# Exercise objective:
Scan the records for the string "instrumentationStackTrace", then copy each line that has it.

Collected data
------------------------

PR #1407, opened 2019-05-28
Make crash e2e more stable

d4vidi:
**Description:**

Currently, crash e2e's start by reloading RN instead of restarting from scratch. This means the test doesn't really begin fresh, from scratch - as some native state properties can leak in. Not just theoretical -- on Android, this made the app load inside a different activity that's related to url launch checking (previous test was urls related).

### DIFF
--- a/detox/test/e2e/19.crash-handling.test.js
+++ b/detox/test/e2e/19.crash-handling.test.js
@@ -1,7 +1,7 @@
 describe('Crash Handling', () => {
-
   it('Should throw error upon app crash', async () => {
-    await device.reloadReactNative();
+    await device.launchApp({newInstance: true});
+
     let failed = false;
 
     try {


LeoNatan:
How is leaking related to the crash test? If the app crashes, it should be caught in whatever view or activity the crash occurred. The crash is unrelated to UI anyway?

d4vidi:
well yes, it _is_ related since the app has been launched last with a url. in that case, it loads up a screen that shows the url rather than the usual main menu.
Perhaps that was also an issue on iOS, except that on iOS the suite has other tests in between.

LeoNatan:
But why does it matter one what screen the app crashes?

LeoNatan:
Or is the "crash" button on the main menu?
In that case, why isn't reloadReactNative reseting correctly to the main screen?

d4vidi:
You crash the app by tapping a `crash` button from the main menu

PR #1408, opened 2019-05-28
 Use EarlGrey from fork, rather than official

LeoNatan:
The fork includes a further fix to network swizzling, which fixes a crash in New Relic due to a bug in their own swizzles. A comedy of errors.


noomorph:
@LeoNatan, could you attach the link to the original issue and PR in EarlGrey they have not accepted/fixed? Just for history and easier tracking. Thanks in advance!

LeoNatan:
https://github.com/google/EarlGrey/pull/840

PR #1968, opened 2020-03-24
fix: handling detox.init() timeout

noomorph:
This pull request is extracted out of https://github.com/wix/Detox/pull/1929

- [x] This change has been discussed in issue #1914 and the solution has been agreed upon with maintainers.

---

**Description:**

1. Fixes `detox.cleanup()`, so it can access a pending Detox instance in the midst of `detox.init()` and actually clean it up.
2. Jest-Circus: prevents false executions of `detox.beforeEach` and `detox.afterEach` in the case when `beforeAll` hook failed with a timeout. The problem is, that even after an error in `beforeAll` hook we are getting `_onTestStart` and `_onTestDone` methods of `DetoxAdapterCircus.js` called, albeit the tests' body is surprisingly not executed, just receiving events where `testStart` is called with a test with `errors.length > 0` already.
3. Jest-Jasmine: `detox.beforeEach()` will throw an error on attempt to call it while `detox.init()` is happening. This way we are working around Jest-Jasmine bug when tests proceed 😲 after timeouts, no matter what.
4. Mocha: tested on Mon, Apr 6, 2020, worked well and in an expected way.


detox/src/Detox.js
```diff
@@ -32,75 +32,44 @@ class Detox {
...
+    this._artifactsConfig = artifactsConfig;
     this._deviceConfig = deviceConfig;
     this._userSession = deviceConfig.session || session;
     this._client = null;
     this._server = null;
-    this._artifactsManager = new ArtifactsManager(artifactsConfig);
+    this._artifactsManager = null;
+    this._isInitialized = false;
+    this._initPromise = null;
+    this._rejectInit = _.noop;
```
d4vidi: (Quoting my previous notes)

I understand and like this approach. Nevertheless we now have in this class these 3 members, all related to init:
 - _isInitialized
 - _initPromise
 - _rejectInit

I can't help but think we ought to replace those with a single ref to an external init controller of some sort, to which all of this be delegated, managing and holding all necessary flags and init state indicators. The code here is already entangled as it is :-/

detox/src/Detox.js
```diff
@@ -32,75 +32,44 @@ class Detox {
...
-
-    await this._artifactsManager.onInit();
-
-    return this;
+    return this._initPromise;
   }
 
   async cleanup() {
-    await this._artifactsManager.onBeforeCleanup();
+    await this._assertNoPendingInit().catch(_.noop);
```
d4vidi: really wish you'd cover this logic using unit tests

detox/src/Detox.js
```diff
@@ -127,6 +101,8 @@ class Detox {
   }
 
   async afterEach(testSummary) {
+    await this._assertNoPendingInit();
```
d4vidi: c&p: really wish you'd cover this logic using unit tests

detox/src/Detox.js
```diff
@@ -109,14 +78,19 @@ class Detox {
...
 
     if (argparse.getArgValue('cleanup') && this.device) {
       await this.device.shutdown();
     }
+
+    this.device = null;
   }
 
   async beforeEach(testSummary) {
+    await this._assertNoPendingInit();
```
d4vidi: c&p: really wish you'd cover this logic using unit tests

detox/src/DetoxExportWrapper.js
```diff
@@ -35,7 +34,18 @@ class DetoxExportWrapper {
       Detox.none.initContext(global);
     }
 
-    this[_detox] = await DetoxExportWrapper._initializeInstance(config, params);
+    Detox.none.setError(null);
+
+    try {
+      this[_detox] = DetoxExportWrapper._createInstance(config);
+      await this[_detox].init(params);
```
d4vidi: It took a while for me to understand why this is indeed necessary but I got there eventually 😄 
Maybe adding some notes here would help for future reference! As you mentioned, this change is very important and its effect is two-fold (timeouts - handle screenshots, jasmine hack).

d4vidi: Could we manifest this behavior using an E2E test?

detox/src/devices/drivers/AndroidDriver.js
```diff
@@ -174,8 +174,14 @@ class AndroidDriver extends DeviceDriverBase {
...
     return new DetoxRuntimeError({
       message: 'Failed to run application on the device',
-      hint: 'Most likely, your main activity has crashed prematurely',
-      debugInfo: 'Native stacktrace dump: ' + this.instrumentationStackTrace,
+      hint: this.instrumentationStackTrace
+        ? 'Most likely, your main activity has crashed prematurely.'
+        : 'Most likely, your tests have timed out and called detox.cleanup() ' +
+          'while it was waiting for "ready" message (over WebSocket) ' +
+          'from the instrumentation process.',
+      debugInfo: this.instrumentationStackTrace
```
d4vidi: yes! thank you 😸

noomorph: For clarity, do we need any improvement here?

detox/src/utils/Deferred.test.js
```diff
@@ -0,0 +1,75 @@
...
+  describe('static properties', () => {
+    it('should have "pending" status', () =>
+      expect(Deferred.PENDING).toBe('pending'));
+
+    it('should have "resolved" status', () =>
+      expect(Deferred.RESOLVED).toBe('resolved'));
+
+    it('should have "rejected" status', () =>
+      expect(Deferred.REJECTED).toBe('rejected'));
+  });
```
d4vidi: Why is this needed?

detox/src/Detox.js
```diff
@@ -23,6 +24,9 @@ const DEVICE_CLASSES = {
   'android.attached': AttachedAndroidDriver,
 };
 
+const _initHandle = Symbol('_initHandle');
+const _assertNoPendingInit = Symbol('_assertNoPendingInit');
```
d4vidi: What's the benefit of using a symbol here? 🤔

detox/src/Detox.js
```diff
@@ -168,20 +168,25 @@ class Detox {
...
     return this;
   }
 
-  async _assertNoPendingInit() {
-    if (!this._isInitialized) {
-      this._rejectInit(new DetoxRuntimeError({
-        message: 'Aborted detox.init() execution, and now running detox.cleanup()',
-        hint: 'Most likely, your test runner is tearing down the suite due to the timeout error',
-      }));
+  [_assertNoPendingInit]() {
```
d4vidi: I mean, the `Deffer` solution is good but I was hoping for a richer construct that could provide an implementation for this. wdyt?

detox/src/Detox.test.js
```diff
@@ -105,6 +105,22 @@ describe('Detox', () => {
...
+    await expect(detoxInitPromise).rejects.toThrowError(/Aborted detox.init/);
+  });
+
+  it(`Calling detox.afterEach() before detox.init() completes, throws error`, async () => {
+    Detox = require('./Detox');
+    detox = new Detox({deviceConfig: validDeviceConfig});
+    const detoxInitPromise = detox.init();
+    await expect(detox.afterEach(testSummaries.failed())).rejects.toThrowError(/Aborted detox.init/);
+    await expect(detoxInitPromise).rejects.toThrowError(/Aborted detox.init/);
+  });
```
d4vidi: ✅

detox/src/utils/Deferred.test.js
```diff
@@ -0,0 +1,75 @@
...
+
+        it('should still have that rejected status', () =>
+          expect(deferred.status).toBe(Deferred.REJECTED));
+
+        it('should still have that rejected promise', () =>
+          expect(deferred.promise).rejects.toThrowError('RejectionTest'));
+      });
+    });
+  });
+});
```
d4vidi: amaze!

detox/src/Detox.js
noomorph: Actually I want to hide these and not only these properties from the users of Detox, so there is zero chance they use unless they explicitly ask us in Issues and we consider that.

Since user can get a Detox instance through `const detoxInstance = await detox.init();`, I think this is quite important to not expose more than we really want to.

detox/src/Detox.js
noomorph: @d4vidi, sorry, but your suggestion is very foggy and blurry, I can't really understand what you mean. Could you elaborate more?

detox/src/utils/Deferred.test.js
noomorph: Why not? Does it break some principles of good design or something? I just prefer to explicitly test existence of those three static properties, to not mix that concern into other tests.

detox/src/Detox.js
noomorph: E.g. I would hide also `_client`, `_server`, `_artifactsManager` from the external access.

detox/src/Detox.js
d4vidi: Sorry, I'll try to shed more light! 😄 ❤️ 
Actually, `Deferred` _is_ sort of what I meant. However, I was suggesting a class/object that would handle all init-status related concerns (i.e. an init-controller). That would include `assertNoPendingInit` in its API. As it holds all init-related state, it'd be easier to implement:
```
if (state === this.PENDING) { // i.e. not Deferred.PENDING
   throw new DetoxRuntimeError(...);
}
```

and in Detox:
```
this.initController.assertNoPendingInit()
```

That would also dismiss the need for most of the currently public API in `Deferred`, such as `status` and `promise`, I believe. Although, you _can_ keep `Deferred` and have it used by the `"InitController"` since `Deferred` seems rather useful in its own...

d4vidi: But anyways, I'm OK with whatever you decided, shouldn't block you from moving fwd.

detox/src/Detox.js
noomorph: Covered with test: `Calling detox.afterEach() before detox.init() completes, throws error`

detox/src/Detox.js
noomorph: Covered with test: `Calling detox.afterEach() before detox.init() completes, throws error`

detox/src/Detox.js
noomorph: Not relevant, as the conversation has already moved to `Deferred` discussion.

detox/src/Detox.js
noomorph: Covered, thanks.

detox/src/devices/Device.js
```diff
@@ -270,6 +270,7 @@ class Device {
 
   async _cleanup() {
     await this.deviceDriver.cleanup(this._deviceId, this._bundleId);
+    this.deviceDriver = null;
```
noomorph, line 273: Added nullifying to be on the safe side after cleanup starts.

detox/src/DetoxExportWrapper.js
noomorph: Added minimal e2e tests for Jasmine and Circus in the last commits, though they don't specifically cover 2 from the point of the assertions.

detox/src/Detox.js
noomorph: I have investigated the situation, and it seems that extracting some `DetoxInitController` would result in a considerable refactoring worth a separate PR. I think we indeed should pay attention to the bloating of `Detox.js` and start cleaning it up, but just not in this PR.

------------------------

# Final answer:
-      debugInfo: 'Native stacktrace dump: ' + this.instrumentationStackTrace,
+      hint: this.instrumentationStackTrace
+      debugInfo: this.instrumentationStackTrace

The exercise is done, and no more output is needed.